Rules enforced by the CLI:
- Required when
--applyis present - Must be writable
- Is created if missing
- Is never deleted implicitly
- Is never allowed to overlap the source tree
There is no in-place mutation.
This is intentional and non-negotiable.
--apply¶
This flag explicitly authorizes filesystem mutation.
Without it:
- discovery runs
- normalization runs
- planning runs
- execution runs in dry-run mode only
- no files are written
With it:
- execution switches to the filesystem executor
- actions are applied deterministically
- files are written into
--output - results are recorded in an execution report
No --apply means no writes. Always.
What actually happens internally (the real pipeline)¶
When you run the command above, the pipeline is:
Discovery
↓
Normalize
↓
Planning
↓
Execution
• sandboxed filesystem access
• explicit source-root resolution
• deterministic action dispatch
Important clarifications:
- There is no separate materialization phase anymore
- Layout resolution is encoded directly in the plan
- Collision prevention is enforced by:
- explicit target paths
- sandbox validation
- executor policy checks
Execution never invents paths.
It only executes what the plan describes.
What you get at the end¶
After a successful run with --apply, you have:
- A fully materialized DITA package in
--output - Deterministic directory layout
- Explicitly copied maps, topics, and media
- Normalized map hierarchy
- Optional semantic refactors applied
- A package that opens cleanly in Oxygen
Example:
oxygen /path/to/target-package/<main-map>.ditamap
No cleanup required.
No manual repair.
Dry run (strongly recommended first)¶
dita_package_processor run \
--package ./source \
--source-root ./source \
--output ./out
This:
- executes the full pipeline
- simulates execution
- validates every action
- proves path resolution
- writes no files
If this fails, applying would have failed too.

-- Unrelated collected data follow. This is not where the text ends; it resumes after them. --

PR #532, opened 2020-03-26
Fix prepare scripts in perftest detail

donggyu04:
Fix case where admin couldn't look user's scripts up in perftest detail.
 - Appended `ownerId` to query string of getting scripts API when admin look normal user's test up.


songeunwoo:
Good job, I'll merge^^

PR #539, opened 2020-04-14
Apply profile to webpack build

donggyu04:
Apply profile to webpack build.

below command  make run webpack under `production` mode

`gradlew clean build -Pprofile=p`
`gradlew clean build -Pprofile=prod`
`gradlew clean build -Pprofile=production`

else webpack run under `development` mode


songeunwoo:
good job^^

PR #540, opened 2020-04-21
Make editor CSS and split panes compatible in Safari

imbyungjun:
* Fix CSS to make editor properly works in Safari browser


songeunwoo:
Good job~

PR #544, opened 2020-04-24
Remove unnecessary vue hook

donggyu04:
If old chart data exist in `{ngrinder-home}/perftest/{user}/{test-id}/report`
Intermittently,  `Report.vue` is rendered old chart.

because, it read old data in created hook before they are deleted.
so, remove problematic hook, chart data is [already handled by bootstrap tab event](https://github.com/naver/ngrinder/blob/develop/ngrinder-frontend/src/js/components/perftest/detail/Detail.vue#L307)


songeunwoo:
Good job, I'll merge :)

PR #545, opened 2020-05-07
Beautify css

donggyu04:
Adjust some css

1. Show popover scroll only when needed.
image

2. Prevent `SmallChart.vue`'s table style affect other components table style.

image


imbyungjun:
During development, I often saw that crashed table style, the second issue.
But, it was quite hard to debug and to reproduce. 

Such a great job. you've solved it!

songeunwoo:
goob job~

PR #557, opened 2020-05-21
Implement bi-directional agent

imbyungjun:
- Implement bi-directional agent
- Controller has to initiate agent connection


songeunwoo:
Good work :) 👍

PR #571, opened 2020-06-12
Prevent zombie agents from remaining in distributed cache

imbyungjun:
- fix hazelcast map config
- fix timer thread not to be shutdown


songeunwoo:
very good~!!

PR #4, opened 2016-06-22
Naive initial rwlock implementation

JohnPJenkins:
Implementation is of the classic mutex+condition variable variety. Unoptimized (doesn't need to broadcast every time).

Test currently just checks for write safety in a multi-reader, multi-writer scenario. Am open to ideas for more robust testing, as in doing hacks to make sure that multiple readers are concurrently in the same critical region, or that readers and writers aren't in the region at the same time.


smseo:
First of all, thanks for the implementation. I think your rwlock implementation works correctly. A couple of comments.
1) The following function signatures need to be changed.
`int ABT_rwlock_rdlock(ABT_rwlock *rwlock);`
`int ABT_rwlock_wrlock(ABT_rwlock *rwlock);`
`int ABT_rwlock_unlock(ABT_rwlock *rwlock);`
-->
`int ABT_rwlock_rdlock(ABT_rwlock rwlock);`
`int ABT_rwlock_wrlock(ABT_rwlock rwlock);`
`int ABT_rwlock_unlock(ABT_rwlock rwlock);`

2) For more robust testing, first I would suggest adding iterations in the test code like `test/basic/barrier.c`. Then, to make sure concurrent accesses to the same critical region among readers, you can put a barrier (among readers) in the critical section of readers. They should be able to reach the barrier together. Finally, for the mutual exclusiveness between readers and writers, you may let only one reader (e.g., a specific id of reader) increase `g_counter` in the critical section then validate at the end. What do you think?

smseo:
That's a good question. We have handled deadlocks/hangs manually, but it would be good to have a systematic way to handle them. I'm not sure whether `automake` supports timeout. I need to look into it. For now, you can leave it without wrapping the test program in a timeout script.

smseo:
Thanks @JohnPJenkins. Your commits were merged to the master.

PR #20, opened 2017-06-15
Change the host detection mechanism in configure.ac to support POWER8.

### LINKED ISSUE #18: Power8 build fails due to ABT_CONFIG_USE_FCONTEXT being unset
Same error as in issue #11:

(make produces)

 CC       libabt_la-barrier.lo
In file included from ../src/include/abtd.h:48:0,
                 from ../src/include/abti.h:128,
                 from barrier.c:6:
../src/include/abtd_thread.h: In function 'ABTD_thread_context_set_arg':
../src/include/abtd_thread.h:162:2: error: #error "Not implemented yet"
 #error "Not implemented yet"

My configure command line is:
./configure CC=gcc
but same error occurs if default (xlc) compiler is used.

shintaro-iwasaki:
It resolves #18 by fixing `configure.ac`.


halimamer:
This patch is related to issue #18 but does not actually solve it. It enables `fcontext` support for Power8 arch, but the real issue in #18 is that `ucontext` support is not fully supported. You could say it fixes one of two problems.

Writing an execution report¶
dita_package_processor run \
--package ./source \
--source-root ./source \
--output ./out \
--apply \
--report execution_report.json
The report records:
- every action
- execution status
- handler identity
- dry-run vs applied state
- failures and skips
- timing (
started_at,finished_at,duration_ms) - discovery counts (
maps,topics,media,missing_references,external_references)
It is a forensic artifact.
You can diff it, archive it, or feed it into CI.
Quick checks:
jq '{dry_run, summary, discovery}' execution_report.json
jq '{started_at, finished_at, duration_ms}' execution_report.json
jq '.results[] | select(.status == "failed") | {action_id, handler, error_type, error}' execution_report.json
For full usage examples, see Execution Report Guide.
The important meta-point¶
You did not build:
- a script
- a copier
- a batch hack
You built:
- a compiler-style pipeline
- with explicit contracts
- a validated plan
- a sandboxed executor
- and a boring execution phase
The CLI feels strict because it is.
Strict is what makes this safe at scale.